The "Project Runway" Star Who's Making Plus-Size History

    “This industry puts a bad view on plus-size women and the way we dress, and it’s because we don’t have options,” designer Ashley Nell Tipton tells BuzzFeed News.

    In a society that tells fat women not to draw attention to themselves, Ashley Nell Tipton is a rule-breaker from lilac head to fashionable foot. The Project Runway finalist was blunt about it: “We should just all wear what we want,” she told BuzzFeed News in a phone interview. Some people think every fat person is leading “an unhealthy lifestyle,” as she put it, but their judgment is pointless: “You need clothing to wear, so why are we going to make those people who decide to live that kind of life feel like crap and not have anything to wear?”

    It’s a feeling she herself has known, and it is part of the reason she was drawn to fashion design in the first place — to create the bold clothes she didn’t see on the shelves. She held fashion leaders responsible for enabling a self-fulfilling prophecy: “This industry puts a bad view on plus-size women and the way we dress, and it’s because we don’t have options,” she said.

    Tipton, the first Project Runway contestant who has emphatically insisted she designs for a plus-size customer, and one of the few contestants who is emphatically fat herself, sees this lack of options as an opportunity. “The industry is really ignoring that they’re missing us in the market — it’s a multimillion-dollar market,” she said. And the audience was eager to see that represented on the show: Tipton said many fans “praise me for being very brave for being on the show as a plus-size woman and a plus-size designer.”

    That affection wasn’t universal: This season, she’s consistently been one of the strongest designers, and yet in confessionals her competitors seemed quick to dismiss her ability. “It's pretty hurtful," she said of hearing those comments on television. "I was definitely bothered watching it, because I wish people would say something to me instead of saying it behind my back. I trust people until they give me a reason not to trust them.”

    Fellow contestants gave her a reason early in the season: During a challenge that divided the designers into two teams, Tipton was picked last despite having won two of the four previous challenges. She cried in the episode, and guest judge Kelly Osbourne described the obvious ostracism as “a bit of a bitch fest.” It was one of many times Tipton cried throughout the season, an emotional openness that contributed to her accessibility.

    “I don’t regret the crying, I don’t regret feeling the way I did, because at that moment, I’m putting everything I had in it,” she said. “Me showing my emotions...it’s not a sign of weakness, it’s a sign of passion.” Tipton didn’t directly address why she thought the other contestants were so quick to dismiss her, but she did say she was bemused to hear fellow finalist Edmond Newton call her headpieces “costumey,” particularly since, by her estimation, both Candice Cuoco’s Asian medley collection and Kelly Dempsey’s shiny streetwear collection seemed more costume-like than her own collection, a series of plus-size looks inspired by her own heritage and specifically 1950s Mexico City.

    Tipton interpreted this latest dismissal, at least, as a compliment. “At the end of the day, they know that I am a threat to them,” she said. However, she was dismayed by the seeming slight from show mentor Tim Gunn, who was quoted in Entertainment Weekly saying most of the designers this season “just weren’t hungry.”

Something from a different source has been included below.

PR #11875, opened 2026-05-06
Fix service registry codegen for interface-contract validation (4.x)

### LINKED ISSUE #11872: 4.x: Fix service registry codegen for interface-contract validation
Service registry and service codegen need follow-up work for the interface-method validation path split out of #11865 after #11870.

    “It’s kind of sad to really hear that,” Tipton said. “We really fought for what we did, and we really wanted this so much. I don’t know what to say, because it’s kind of shocking to hear that.” Later, she reasserted herself: “I’m talented, I know what I want, and I believe in myself, and I’m true to myself,” she said, which, from her, is both a cliché and a war cry.

    Tipton doesn’t mind that the focus is on her plus-size collection and not the lack of plus-size collections from other seasons of Project Runway, though “I do wish that there was other designers who would embrace that,” she said. “But I’m fine if I’m the one that’s leading right now.” She sees herself as a potential source of inspiration for other designers: “I’m trying to put plus-size on the map,” she said. “We can be fashion-forward.”

    Tipton, who was open about her self-esteem issues throughout the season, started to answer a question about being a trailblazer: “I never thought that I would be that person, but it’s always been,” she paused, and checked herself: “I’ve always wanted to do it. I just didn’t know when it would happen.”

    Project Runway's finale airs Thursday at 9 p.m. ET/8 CT.